她实在泄了太多次,身子娇软得没了力气,只能由二人托抱着她,她的腿勾着孙策的腰,宽阔饱满的肩胸下,精瘦窄细的腰身却能被她轻易用腿勾住。

        身后的少年将手掌覆在她乳波晃荡的胸前,捏着她的乳尖拨弄着。

        广陵王感觉再这样下去,她可能第二天连门都出不去,甚至脑子里出现更可怕的想法,她可能第二天会被兄弟两人锁在屋里,永远都无法逃离。

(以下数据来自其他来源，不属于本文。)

PR #63, opened 2015-01-26
Editorial: Clean up with HTML Tidy for HTML5

anssiko:


anssiko:
Merging without review. This is a clean up of the markup using HTML Tidy for HTML5.

PR #388, opened 2023-02-16
fix: twemoji cdn url

rubyowo:


rubyowo:
https://github.com/ZeppelinBot/CLA/pull/29

Dragory:
@cla-bot check

Dragory:
Since we use the base URL from the twemoji package nowadays, this should stay updated along with the package.

PR #393, opened 2023-03-10
Fix: Utility-Clean command increased limit & chunk messages to be deleted

metal0:
Increases the default clean command limit (so that running it multiple times wouldn't be necessary) and makes it so messages are actually deleted in chunks so that the bot doesn't run into trouble (even with the current limit of 150 where-as a single bulk-delete call only allows you to delete 100 messages at most)

If the PR'ed limit needs changes, just request or edit it directly on the PR
image


almeidx (approved):

backend/src/plugins/Utility/commands/CleanCmd.ts
```diff
@@ -33,9 +33,15 @@ export async function cleanMessages(
...
-  channel.bulkDelete(idsToDelete);
-  await pluginData.state.savedMessages.markBulkAsDeleted(idsToDelete);
+  // Actually delete the messages (in chunks of 100)
+
+  const chunks = chunkArray(idsToDelete, 100);
+  await Promise.all(
+    chunks.map(async (chunk) => {
+      await channel.bulkDelete(chunk);
+      await pluginData.state.savedMessages.markBulkAsDeleted(chunk);
+    }),
```
almeidx, line 43: blazing fast promise master race 🏎️🚀
```suggestion
    chunks.map((chunk) => Promise.all([
      channel.bulkDelete(chunk),
      pluginData.state.savedMessages.markBulkAsDeleted(chunk),
    ]),
```
probably works

almeidx (changes requested):

almeidx (approved):

PR #399, opened 2023-04-01
Reminders use timestamps

2srqc:
Might need to reformat !reminders tbh


2srqc:
Signed https://github.com/2srqc/CLA/blob/main/signatures/2srqc.md

PR #403, opened 2023-04-10
Add log_message_id to export cases

iamshoXy:
Recently I noticed that after importing case data the message links are no longer in the embed to jump to a specific case. The reason for this is that **log_message_id** is missing when exporting the case data, which is why all the previous message links were no longer available.

### DIFF
--- a/backend/src/api/guilds/importExport.ts
+++ b/backend/src/api/guilds/importExport.ts
@@ -35,7 +35,7 @@ const caseData = z.object({
   is_hidden: z.boolean(),
   pp_id: z.nullable(z.string()),
   pp_name: z.nullable(z.string()),
-  log_message_id: z.nullable(z.string()),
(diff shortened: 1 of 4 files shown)


Dragory:
@cla-bot check

backend/src/api/guilds/importExport.ts
```diff
@@ -35,7 +35,7 @@ const caseData = z.object({
   is_hidden: z.boolean(),
   pp_id: z.nullable(z.string()),
   pp_name: z.nullable(z.string()),
-
+  log_message_id: z.nullable(z.string()),
```
Dragory, line 38: Might need `.optional()` here to not break existing exports which don't include this field

Dragory (approved):

almeidx (approved):

PR #414, opened 2023-07-03
clean up debug from nginx dockerfile

rubyowo:
i forgor


almeidx (approved):

metal0:
@rubyowo This is arguably better to be present for being able to provide better support for selfhosters, and doesn't cause much damage to established prod bots otherwise

PR #416, opened 2023-07-03
feat: per-server avatars & username system fixes

rubyowo:


rubyowo:
Just noticed that it doesn't update the name for old cases. oh well.

almeidx:
Superseded by #436

PR #420, opened 2023-07-29
feat: default ban reason 

iamshoXy:
This adds a default ban reason, as no DM was sent before if no reason was specified.

The default reason can be changed through the option **default_ban_reason**


backend/src/plugins/ModActions/functions/banUserId.ts
```diff
@@ -42,10 +42,12 @@ export async function banUserId(
     };
   }
 
+  reason = reason || (config.default_ban_reason || "No reason specified");
```
almeidx, line 45:
```suggestion
  reason ||= config.default_ban_reason || "No reason specified";
```

backend/src/plugins/ModActions/types.ts
```diff
@@ -91,36 +92,36 @@ export interface IIgnoredEvent {
 
 export type WarnResult =
   | {
-      status: "failed";
-      error: string;
-    }
+    status: "failed";
+    error: string;
+  }
```
almeidx, line 97: All these changes will likely make prettier fail

almeidx (changes requested):

almeidx:
After putting some more thought into this pull request, why limit this to just ban reasons? Why not add something like a `default_reasons` object and allow setting the default messages for `kick`, `mute`, `ban`, etc.?

iamshoXy:
> After putting some more thought into this pull request, why limit this to just ban reasons? Why not add something like a `default_reasons` object and allow setting the default messages for `kick`, `mute`, `ban`, etc.?

I've added the said object, the only issue atm is that it's not a string in the docs and I don't know why

image

backend/src/plugins/ModActions/types.ts
```diff
@@ -23,6 +23,13 @@ export const ConfigSchema = t.type({
   kick_message: tNullable(t.string),
   ban_message: tNullable(t.string),
   tempban_message: tNullable(t.string),
+  default_reasons: tNullable(
+    t.type({
+      mute: t.string,
+      kick: t.string,
+      ban: t.string,
```
almeidx, line 30: These should be nullable too

backend/src/plugins/ModActions/functions/actualMuteUserCmd.ts
```diff
@@ -42,7 +42,11 @@ export async function actualMuteUserCmd(
   }
 
   const timeUntilUnmute = args.time && humanizeDuration(args.time);
-  const reason = args.reason ? formatReasonWithAttachments(args.reason, [...msg.attachments.values()]) : undefined;
+
+  const config = pluginData.config.get();
+  const reason = args.reason
+    ? formatReasonWithAttachments(args.reason, [...msg.attachments.values()])
+    : config.default_reasons?.mute || "No reason specified";
```
almeidx, line 49: This should limit the reason to 512 characters. But now that I look at the `formatReasonWithAttachments()` function, it also does not seem to be limited. Any chance you can modify that too?

backend/src/plugins/ModActions/functions/actualKickMemberCmd.ts
```diff
@@ -67,7 +67,10 @@ export async function actualKickMemberCmd(
     return;
   }
 
-  const reason = formatReasonWithAttachments(args.reason, msg.attachments);
+  const config = pluginData.config.get();
+  const reason = args.reason
+    ? formatReasonWithAttachments(args.reason, msg.attachments)
+    : config.default_reasons?.kick || "No reason specified";
```
almeidx, line 73: Ditto

backend/src/plugins/ModActions/commands/ForcebanCmd.ts
```diff
@@ -61,7 +61,10 @@ export const ForcebanCmd = modActionsCmd({
       mod = args.mod;
     }
 
-    const reason = formatReasonWithAttachments(args.reason, [...msg.attachments.values()]);
+    const config = pluginData.config.get();
+    const reason = args.reason
+      ? formatReasonWithAttachments(args.reason, [...msg.attachments.values()])
+      : config.default_reasons?.ban || "No reason specified";
```
almeidx, line 67: Ditto

backend/src/plugins/ModActions/functions/banUserId.ts
```diff
@@ -42,10 +41,13 @@ export async function banUserId(
     };
   }
 
+  const config = pluginData.config.get();
+  reason ||= config.default_reasons?.ban || "No reason specified";
```
almeidx, line 45: Ditto

almeidx (changes requested):

backend/src/plugins/ModActions/types.ts
iamshoXy, line 1: Instead of limiting the reason in `formatReasonWithAttachments` it might be better to do it here

backend/src/plugins/ModActions/types.ts
```diff
@@ -25,9 +25,9 @@ export const zModActionsConfig = z.strictObject({
   tempban_message: z.nullable(z.string()),
   default_reasons: z.nullable(
     z.object({
-      mute: z.string(),
-      kick: z.string(),
-      ban: z.string(),
```
iamshoXy: Instead of limiting the reason in `formatReasonWithAttachments` it might be better to do it here

PR #422, opened 2023-08-19
fix: correct embed schemas

brawaru:
Correct embed schemas according to the Discord documentation.

Notable change: fixes ability to set `icon_url` to `author` in embeds.

### DIFF
--- a/backend/src/utils.ts
+++ b/backend/src/utils.ts
@@ -275,6 +275,7 @@ export const tEmbed = t.type({
   video: tNullable(
     t.type({
       url: tNullable(t.string),
+      proxy_url: tNullable(t.string),
       width: tNullable(t.number),
       height: tNullable(t.number),
     }),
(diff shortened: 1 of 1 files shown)


brawaru:
CLA pending here — https://github.com/ZeppelinBot/CLA/pull/35

backend/src/utils.ts
```diff
@@ -298,8 +299,8 @@ export const tEmbed = t.type({
     t.type({
       name: t.string,
       url: tNullable(t.string),
-      width: tNullable(t.number),
-      height: tNullable(t.number),
```
almeidx, line 302: Despite the fact that we should not allow setting these, as they are ignored by Discord's API, we cannot remove them from the schema as that would break existing configurations that are defining these properties. This also applies to the schema below

For clarity, I'm only talking about the removal of `width` and `height`.

almeidx (changes requested):

backend/src/utils.ts
almeidx: Additionally, setting proxy URLs should also not be supported as that will also be ignored by Discord.

PR #423, opened 2023-08-30
Automod action to pause invites

Benricheson101:
Adds an automod action `pause_invites` to pause server invites. Works the same as the Pause Invites button in server settings

CleanShot 2023-08-29 at 23 13 54@2x


Benricheson101:
Created a PR for CLA signature.

backend/src/plugins/Automod/actions/pauseInvites.ts
```diff
@@ -0,0 +1,14 @@
...
+export const PauseInvitesAction = automodAction({
+  configType: t.type({
+    paused: t.boolean,
+  }),
+
+  defaultConfig: {},
+
+  async apply({ pluginData, actionConfig }) {
+    await pluginData.guild.disableInvites(actionConfig.paused);
+  },
```
almeidx, line 13: I feel like with this action name, there is no longer an ambiguity towards what it will do, so this should be enough

```suggestion
  configType: t.boolean,

  defaultConfig: true,

  async apply({ pluginData, actionConfig }) {
    await pluginData.guild.disableInvites(actionConfig);
  },
```

almeidx (approved):

backend/src/plugins/Automod/actions/pauseInvites.ts
Benricheson101: I had this originally, but it seems Zeppelin ignores falsy actions. It was able to pause invites when set to `true`, but the action wouldn't run when `false`

almeidx: Interesting
https://github.com/ZeppelinBot/Zeppelin/blob/5a4e50b19de8f19898826ef2e58c6865c03b90c5/backend/src/plugins/Automod/functions/runAutomod.ts#L133-L135

metal0:
@Dragory https://github.com/ZeppelinBot/CLA/pull/36

PR #424, opened 2023-08-30
Add option to trigger antiraid_level only on change

Benricheson101:
Right now, the automod trigger `antiraid_level` runs any time the antiraid level is updated, even if it's value isn't changing (for example, `high` -> `high`). This adds an option `only_on_change` to disable that behavior, making it only run the rule if the value is actually changing (`off` -> `high`, `low` -> `high`, NOT `high` -> `high`).


almeidx (approved):

almeidx:
@cla-bot check

PR #429, opened 2023-10-09
tags: Add one or two template functions

metal0:
adds like three missing template fns and documents some other ones that were missing from the docs

todo:
- [ ] alias `trim_text` => `get_snowflake`
- [ ] convert number types on `convert_base` to string
- [ ] reconsider how to specify available template function based on plugin type in the docs (currently adds `(<plugin>)`


metal0:
HTTP 429 too many template functions :(

PR #431, opened 2023-11-26
Some fixes to !cases

metal0:
Solves:

- https://linear.app/zeppelinbot/issue/ZDEV-45/revamp-cases-command-from-mod-actions-to-use-embed-content
- https://linear.app/zeppelinbot/issue/ZDEV-46/add-pagination-to-cases-of-members
- Consistent member/mod cases-per-page limit
- Fix inconsistency with `lastCaseNum`  using page boundary limits on last page rather than total cases


backend/src/plugins/ModActions/commands/CasesModCmd.ts
```diff
@@ -50,17 +49,18 @@ export const CasesModCmd = modActionsCmd({
...
-        const lastCaseNum = page * casesPerPage;
+        const lastCaseNum = isLastPage ? totalCases : page * casesPerPage;
         const title = `Most recent cases ${firstCaseNum}-${lastCaseNum} of ${totalCases} by ${modName}`;
 
         const embed = {
           author: {
             name: title,
             icon_url: mod instanceof User ? mod.displayAvatarURL() : undefined,
           },
+          description: lines.join("\n"),
```
almeidx, line 62: We should make sure this is below 4096 characters

backend/src/plugins/ModActions/commands/CasesUserCmd.ts
```diff
@@ -90,49 +92,55 @@ export const CasesUserCmd = modActionsCmd({
...
+              totalPages === 1
+                ? `Cases for ${userName} (${lines.length} total)`
+                : `Most recent cases ${firstCaseNum}-${lastCaseNum} of ${cases.length} for ${userName}`;
+
+            const embed = {
+              author: {
+                name: title,
+                icon_url: user instanceof User ? user.displayAvatarURL() : undefined,
+              },
+              description: lines.join("\n"),
```
almeidx, line 120: Ditto

backend/src/plugins/ModActions/commands/CasesUserCmd.ts
```diff
@@ -90,49 +92,55 @@ export const CasesUserCmd = modActionsCmd({
...
+              fields: [
+                {
+                  name: emptyEmbedValue,
+                  value: trimLines(`Use \`${prefix}case <num>\` to see more information about an individual case`),
```
almeidx, line 124: `trimLines()` usage is not needed

almeidx (changes requested):

backend/src/plugins/ModActions/commands/CasesModCmd.ts
metal0: That would require some major refactoring of the createPaginatedMessage since it's stateless and we just get a fixed # of cases per page currently, would have to offset the next page by X without being able to save this state anywhere.
Probably just lower cases per page, or implement ZDEV-62

PR #1663, opened 2026-07-23
Delete MouseUpdateController

Equbuxu:

because it seemed to only slow things down

## SELECT BELOW TO CONTINUE


flabbet (approved):
looks good to me, I don't feel much difference but it definately seems good to get rid of this code

PR #1665, opened 2026-07-24
Change PR template to stop github from parsing checkboxes as tasks

Equbuxu:
I tested this in the description of #1663, apparently adding a second dash makes github think it's no longer a task. It also makes it show bullet points but I think that's fine

image

image

## SELECT BELOW TO CONTINUE


flabbet:
lgtm

PR #1666, opened 2026-07-24
Action accumulator work scheduling

flabbet:

Currently, when Brush Engine has to process tons of new points, it does it immediately, which can stall the render thread and cause rendering spikes. By adding action accumulator scheduling, we can set processing budget per frame and spread work across multiple frames. While it does not improve performance of individual work item by itself, it improves the feeling and smoothness of the app by removing spikes.

## SELECT BELOW TO CONTINUE


flabbet:
@Equbuxu would you mind testing? I made some CPU optimizations in the Brush Engine. I don't expect magic, but maybe something.

PR #1667, opened 2026-07-24
Optimize Blending Paint brush

Ghoti-tpt:

Great optimizations

-removed 16x eval calls which are wasted
-does flat color calculation since it doesnt vary based on sample uv
-spacing default set to 6% so runs 3x less often

doesnt lag my drawing tablet at all when making very long strokes

## SELECT BELOW TO CONTINUE


flabbet (approved):
lgtm, thanks!

PR #1670, opened 2026-07-26
Update shader node default code with version 300

Ghoti-tpt:

idk why this wasn't added yet lol, added `#version 300` to the top of the default shader node code

## SELECT BELOW TO CONTINUE


Equbuxu:
from what I was able to figure out myself, despite this being undocumented the #version 300 thing is implemented properly in SKSL, there is an internal version type in skia source code as well as some associated versioning logic. The bugtracker at https://issues.skia.org/ also has some issues with people talking about versioning. So it seems that the feature is solid enough that we can actually expect all the stuff enabled by `#version 300` to continue being supported?

The only thing that comes to mind, could it be that there are machines where PixiEditor runs but scripts with `#version 300` won't compile or run because of very old hardware/graphics drivers?

Equbuxu (approved):
works on my machine, I think this is fine to merge, if it does cause issues for someone (feels unlikely) we should find out soon enough

PR #1688, opened 2026-08-16
Animation editor fixes

Ghoti-tpt:

Fixed Animation Editor Issues:
-Pixel Perfect brushes would bug out in animation editor
-Frame Previews in the Timeline would be blank when duplicate button is pressed or frame length is changed until first edit to the texture
-Animation Editor was surprisingly laggy when manipulating frames

First 2 fixes:
https://github.com/user-attachments/assets/1320b68f-6c15-464b-ac9b-b958a7680f4d

## SELECT BELOW TO CONTINUE
- - [X] I wrote tests for my changes (if possible)


src/PixiEditor/Models/DocumentModels/UpdateableChangeExecutors/PenToolExecutor.cs
```diff
@@ -27,12 +27,11 @@ internal class PenToolExecutor : BrushBasedExecutor<IPenToolHandler>
 
     public override ExecutionState Start()
     {
+        pixelPerfect = GetHandler<IPenToolHandler>().PixelPerfectEnabled;
+
```
flabbet, line 31: What was exactly happening with brushes and how does this change affects it?

flabbet (approved):
Overall looks good to me. Let me know about this pixel perfect thing and we can merge

src/PixiEditor/Models/DocumentModels/UpdateableChangeExecutors/PenToolExecutor.cs
flabbet: nvm, got it

Issue #1682, opened 2026-08-12
[BUG]: The code in SeparateColorNode makes no sense, the node is broken when Normalized Color Values is unchecked


Equbuxu:
### Bug Description

i literally wrote it not too long ago and I don't know what I was thinking, for example `GetHsva` first tries to multiply the input channels by 360, 100, 100, and 255 in `AdjustForHsvRange` (so treats the input like it is HSVA) but after multiplication the result is fed into `RgbaToHsva`, so now we are treating the input as if it is RGB. I think `AdjustForHsvRange` and `AdjustForHslRange` aren't needed at all and should be replaced by `AdjustForRgbaRange` like it worked before.

Besides, logically `Normalized Color Values` should refer to the format of the outputs of the node, so we shouldn't even be looking at that checkbox before converting to target color space? At least I think that's what the checkbox is supposed to mean? Not actually sure

Here is what it manifests as:

<img width="612" height="250" alt="Image" src="https://github.com/user-attachments/assets/9cde0591-83be-4ec9-9fbb-5e43dbac04f6" />

### Steps how to trigger the issue

```bash
1.build node from screenshot
2.hover over outputs
3.see big numbers
...
```

### How did you download the software?

PixiEditor Website

### Version Channel

Stable

### Version Number

2.1.2.1

### Operating System

Windows

### OS Version

Win 11

### Code of Conduct

- [x] I agree to follow this project's Code of Conduct

PR #1709, opened 2026-08-31
Fixed Separate and color node with HSV and HSL

flabbet:

#1682

PR is not done yet as there are some cases that don't work in current release (yet the issue described above does not exist there)

## SELECT BELOW TO CONTINUE


flabbet:
@Equbuxu I am losing my mind, can you take a look at this?

I have no idea what is going on with case attached. CPU HSL -> CPU HSL works as expected. But in GPU context instead of red, we're getting cyan. The best part is, I did not change code related to GPU context at all, it must've break somewhere along the way, not with this PR. 

- Hardcoding all values - works
obraz
- Passing hue seems to be broken? Hardcoded value of 0 works
obraz
- All together - broken
obraz

Shader makes total sense
```sksl
uniform float2 iResolution;
layout(color) uniform half4 color_3;

... (truncated HueToRgb and HslToRgb)

half4 main(float2 coords)
{
   coords = coords / iResolution;
   float2 vec2_2 = float2(coords.x, coords.y);
   vec2_2 = coords;
   half4 color_4 = RgbToHsl(color_3);
   half4 color_5 = HslToRgb(color_4);
   half4 premultiplied = half4(color_5.r * color_5.a, color_5.g * color_5.a, color_5.b * color_5.a, color_5.a);
   return premultiplied;
}
```

Passing color uniform to shader also seems to work correctly, as plugging Color node to EndMofiyImage Color input gives correct result too

obraz

So it's not an issue of uniform input data, it's not an issue of combine color hsl algortihm, I don't have a proof that it's not an issue of RgbToHsl algorithm, but it was not changed since the working version and well... it does work there.

[opac.zip](https://github.com/user-attachments/files/31646396/opac.zip)

flabbet:
Hue value that perfectly matches this cyan is exactly `0.5`, which is neither H value of red in the sample (0) and not R value of this red (0.68). However I am pretty sure the shader itself is correct and the value that is passed to the shader is wrong, but debugging directly the uniform data that is to be passed to shader also gives correct value (0.68, 0.38, 0.38, 1)

PR #1719, opened 2026-09-14
Refactor node traversal methods

CPKreu:
Refactored node traversal methods for both backend and frontend in a single reusable `PixiEditor.GraphNavigation` library

- Changes to traversal are now directly reflected in frontend and backend
- There is now a single definition for backwards and forwards that uses a `TraverseContext` instead of multiple value tuples definitions

  ```cs
  public void TraverseBackwards(Func<TraverseContext<TNode, TInput, TOutput>, Traverse> func)
  
  public void TraverseForwards(Func<TraverseContext<TNode, TInput, TOutput>, Traverse> func)
  ```
- TraverseContext is more expressive than value tuples and provide documentation
- Both frontend and backend now use the same Traverse enum (only implemented in frontend previously) instead of a boolean indicating further or exit

# Example refactoring

```cs
        Content.Connection.Node.TraverseBackwards((n, _) =>
        {
            if (n is not StructureNode { IsVisible.Value: true } structureNode ||
                n is IReadOnlyFolderNode)
                return true;

            var childBounds = structureNode.GetTightBounds(frameTime);
            if (childBounds != null)
                bounds = bounds?.Union(childBounds.Value) ?? childBounds;

            return true;
        });
```

to

```cs
        Content.Connection.Node.Navigate().TraverseBackwards(ctx =>
        {
            if (ctx.Current is not StructureNode { IsVisible.Value: true } structureNode ||
                ctx.Current is IReadOnlyFolderNode)
                return Traverse.Further;

            var childBounds = structureNode.GetTightBounds(frameTime);
            if (childBounds != null)
                bounds = bounds?.Union(childBounds.Value) ?? childBounds;

            return Traverse.Further;
        });
```

---

Todo:

- [x] Write navigation library and implement in frontend and backend
- [x] Write wrapper extensions in frontend/backend to make calling simpler
- [ ] Write tests
- [ ] Refactor codebase to remove old methods


Equbuxu:
Could you please make better comments for what the entries in the `Traverse` enum mean, the current ones are confusing to me (they might or might not be correct, but "go further in this direction, child connections will not be enqueued" sounds contradictory?)

Also, I remember when i first came across the Traverse methods I thought at first that it's just DFS and that returning false would skip the current search branch, I also wasn't sure if the starting node is included in the traversal, these two things would also be good to document

CPKreu:
> Could you please make better comments for what the entries in the `Traverse` enum mean, the current ones are confusing to me (they might or might not be correct, but "go further in this direction, child connections will not be enqueued" sounds contradictory?)
> 
> Also, I remember when i first came across the Traverse methods I thought at first that it's just DFS and that returning false would skip the current search branch, I also wasn't sure if the starting node is included in the traversal, these two things would also be good to document

@Equbuxu 

1. Oh yeah, that comment is wrong. Will fix
2. The Enum already fixes (with proper comment) the boolean confusion, right?
    For the starting node, I'll add a boolean like this `Backwards(bool includeOrigin = true)` to make it really explicit without needing to look at comments

PR #637, opened 2016-05-17
Version updates - v0.9.58

Bonczidai:
fixes #636 

Signed-off-by: Bonczidai Levente levente.bonczidai@hpe.com

PR #645, opened 2016-05-20
Input output different names

mihaitusa:
align with latest DSL changes


Bonczidai:
migrated to #637 - thx

PR #650, opened 2016-05-26
Sleep.sl - enhancements

tethryus:
Added FAILURE step
Treats exceptions
Changed behavior
Added FAILURE tests

Signed-off-by: Sorin Moldovan <sorin.moldovan@hpe.com>


SamMarkowitz:
Looks good.

PR #652, opened 2016-05-26
added sensitive property

SamMarkowitz:
fixes CloudSlang/cloud-slang#467


SamMarkowitz:
@mihaitusa, if you have a minute, please take a look to see that I have the right idea.

SamMarkowitz:
Build errors as in #653. Waiting on their resolution.

content/io/cloudslang/base/http/http_client_action.sl
```diff
@@ -115,43 +115,55 @@ operation:
         private: true
     - username:
         required: false
+        sensitive: true
```
Bonczidai: together with @mihaitusa we think only password fields like `password`, `proxy_password`, `trustPassword` should be sensitive -- is there a specific reason making other values sensitive? (is this a convention we are going to use?)

SamMarkowitz: Got it. Will remove the others.

SamMarkowitz:
@mihaitusa I have one build error still. I'm not sure what's causing it. Can you take a look?

SamMarkowitz:
Strange, I was sure I did that already, but it turns out I didn't. Let's hope it works.

PR #674, opened 2016-06-16
Added tests in add_entry_to_object.inputs.yaml file.

andreeapuscas:
Signed-off-by: Andreea Puscas <andreea.puscas@hpe.com>


mihaitusa:
@andreeapuscas Please replace the existing tests with wrapper flows that verifies certain blocks within a JSON. The order within JSON object is not preserved. We cannot merge this PR.

PR #710, opened 2016-07-14
changed some operations to decisions

### LINKED ISSUE #706: change relevant content to be desicion

SamMarkowitz:
fixes #706


Bonczidai:
:+1: 

IMHO decisionis like decision in a flow chart - base don this, only the following are considered decisions from the PR: equals, compare_lists,  compare_numbers, is_true (the other like math operations are not)

you could also add:
- `content/io/cloudslang/base/lists/contains.sl` you should use comma as default delimiter (the op is not correct right now) that way you'll only ned this expr: `element in list.split(delimiter)`
- `content/io/cloudslang/base/strings/string_equals.sl`

SamMarkowitz:
`string_equals` was a bit awkward to make into a decision. Maybe you have a better idea of how to do it?

Also, `lists/contains` seems to have switched to a `java_action`. Not sure why, but I left it as such.

(Lastly, I had to restart the build three times to get it green.)

Bonczidai:
:+1: 

17qmv5

PR #714, opened 2016-07-18
Fix tests after builder updated

mihaitusa:
at version 0.9.63


mihaitusa:
This PR was made just for investigation of a certain issue... so it can be safely closed.

PR #722, opened 2016-07-20
Update http

tethryus:
Updated GAV to reflecr name change from score to cs


tethryus:
@mihaitusa Please review

PR #724, opened 2016-07-20
Update lists

tethryus:
GAV update
contains.sl changed from python to java
Fixed tests to reflect behavior change


content/io/cloudslang/base/lists/contains.sl
```diff
@@ -7,12 +7,21 @@
 #
 ####################################################
 #!!
-#! @description: Check element in the list.
-#! @input list: list in which we need to check the element  - Example: [123, 'xyz']
-#! @input delimiter: list delimiter
-#!                   default: ''
-#! @output element: element which we want to check
-#! @output result: true - if list contains, false - if not
+#! @description: This operation checks to see if a list contains every element in another list
```
mihaitusa: This operation checks to see if a list contains every element **from/of** (... pick one) another list

content/io/cloudslang/base/lists/contains.sl
```diff
@@ -7,12 +7,21 @@
...
+#! @input container: the containing list  - Example: Luke,Vader,Kenobi
+#! @input sublist: the contained list - Example: Kenobi
+#! @input delimiter: a delimiter separating elements in the two lists
+#!                   default: ','
+#! @input ignore_case: If set to 'true' then the compare is not case sensitive.
+#!                     default: 'true'
+#! @output response: 'true' if found, 'false' if not found
+#! @output return_result: empty if sublist found in container
```
mihaitusa: @tethryus  That's the way we want it? Nothing on return_result on success? Not even a meaningful message?... If we want it that way then leave it as it is....

content/io/cloudslang/base/lists/contains.sl
tethryus: from it is, thank you,

content/io/cloudslang/base/lists/contains.sl
tethryus: That is the expected behavior, if alll elements from the sublist were found in the container, then return_result will be empty and the response will be 'true'. In case an element from the sublist is not found in the container, then return_result will be populated with those values and response false.

PR #726, opened 2016-07-21
Update SSH

tethryus:
GAV update to reflect the change from score to cs.


mihaitusa:
@tethryus Please see why the build fails.

tethryus:
Issue fixed, all should be ok now.

Issue #589, opened 2016-04-18
Improve base/cmd/run_command


Bonczidai:
Run_command from base/cmd folder can be improved so that STDOUT and STDERR will be outputted too

from @andreivasiletruta

Issue #150, opened 2015-05-13
run_cmd add cwd param


meirwah:
add a file directory input param to run the cmd from... 
to operation run_command

PR #742, opened 2016-08-02
Run command enhancement

tethryus:
Closes: #589 
Closes: #150 
The command has:
 return_result for the command output
 error_message if there is an error with the command
 return_code with the significant return codes in case of SUCCESS or FAILURE
Added CWD 
Added STDOUT
Added STDERR


mihaitusa:
@tethryus  testRemoteSecureCopySucessLocalToRemote still fails... please check it!

PR #744, opened 2016-08-02
create_folder - enhancement

tethryus:
operation uses makedirs instead of mkdir
operation supports environment variables
examples for each case in description


mihaitusa:
@tethryus  Check out this test: testCreateFolderFailureIllegal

        虽然是在过度的高潮中,思绪已经无法理智地分析现状,但她还是哭泣着求饶起来。

        叫孙策的时候,身后的肉棒捣弄到底,狠撞着她。

        叫仲谋的时候,身前的巨物又直插到花心,猛地破开花口,龟头棱狠狠刮擦过壶口,惹得她又哆嗦着泄了一次。

        甚至差点连尿都要出来。

        三人混乱地欢爱,在屋中大开大合地操干,地上淅沥淋湿一片,在不断地射精,又仿佛博弈中抬头继续硬起插入,广陵王都记不清两人射了多少次。

        只是小腹都微微涨了起来,不光是孙策顶到底时凸起的弧度。

        尽管射精,又再次抽插,来回多次,噗嗤噗嗤的水声和拍打声充斥着房间,浓郁的檀腥味和甜腻的味道混在一起,直熏得她晕乎乎的。